* Work item: The response should be an exact repetition of all the entries.

* Stored data:
·····
PR #7214, opened 2026-08-20
Let the receiver void stand anywhere among the voids

maxonfjvipon:
A `^` void had to be the first attribute of its formation, so `[x ^] > foo` was rejected outright. That rule rested on the idea that a caller fills the receiver first, and a receiver declared later would land in the wrong slot. It does not work that way: a dispatch resolves the receiver by name, looking for an attribute called `ρ`. Position never mattered.

So `^` becomes an ordinary void. It keeps the one rule every void obeys, R-3.4.9 — no void below a bound attribute — which `Stack` already enforces by routing each child through `Level.observeVoid`. Nothing had to be added for that.

Three sites carried the restriction and all three are gone:

```java
} else if ("^".equals(raw)) {
    mapped = "ρ";
```

`Level.receiver` and `Level.heads` existed only to serve the check, so `Level.java` returns to being byte-identical with master, and `LnFormation.transition` goes back to returning `void`.

The three `eo-typos` packs that asserted the error are now `eo-syntax` packs asserting the void lands in the slot it was written in, plus one new typo pack pinning that a `^` below a bound attribute still fails. Parsing all of `eo-runtime` gives 40547 `<o>` nodes byte-identical to master, so nothing already written changes shape.

Writing `^` first stays good practice; a lint can say so later.


0crat:
@maxonfjvipon Thanks for the contribution! You've earned +12 points for this: +16 as a basis; -4 for too many hits-of-code (130 >= 100). Please, [keep](https://www.yegor256.com/2018/03/06/speed-vs-quality.html) them coming. Your running score is [+969](https://www.eolang.org/zerocracy/objectionary-vitals.html); don't forget to check your [Zerocracy account](https://www.zerocracy.com/) too).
·····
* Output:
PR #7214, opened 2026-08-20
Let the receiver void stand anywhere among the voids

maxonfjvipon:
A `^` void had to be the first attribute of its formation, so `[x ^] > foo` was rejected outright. That rule rested on the idea that a caller fills the receiver first, and a receiver declared later would land in the wrong slot. It does not work that way: a dispatch resolves the receiver by name, looking for an attribute called `ρ`. Position never mattered.

So `^` becomes an ordinary void. It keeps the one rule every void obeys, R-3.4.9 — no void below a bound attribute — which `Stack` already enforces by routing each child through `Level.observeVoid`. Nothing had to be added for that.

Three sites carried the restriction and all three are gone:

```java
} else if ("^".equals(raw)) {
    mapped = "ρ";
```

`Level.receiver` and `Level.heads` existed only to serve the check, so `Level.java` returns to being byte-identical with master, and `LnFormation.transition` goes back to returning `void`.

The three `eo-typos` packs that asserted the error are now `eo-syntax` packs asserting the void lands in the slot it was written in, plus one new typo pack pinning that a `^` below a bound attribute still fails. Parsing all of `eo-runtime` gives 40547 `<o>` nodes byte-identical to master, so nothing already written changes shape.

Writing `^` first stays good practice; a lint can say so later.


0crat:
@maxonfjvipon Thanks for the contribution! You've earned +12 points for this: +16 as a basis; -4 for too many hits-of-code (130 >= 100). Please, [keep](https://www.yegor256.com/2018/03/06/speed-vs-quality.html) them coming. Your running score is [+969](https://www.eolang.org/zerocracy/objectionary-vitals.html); don't forget to check your [Zerocracy account](https://www.zerocracy.com/) too).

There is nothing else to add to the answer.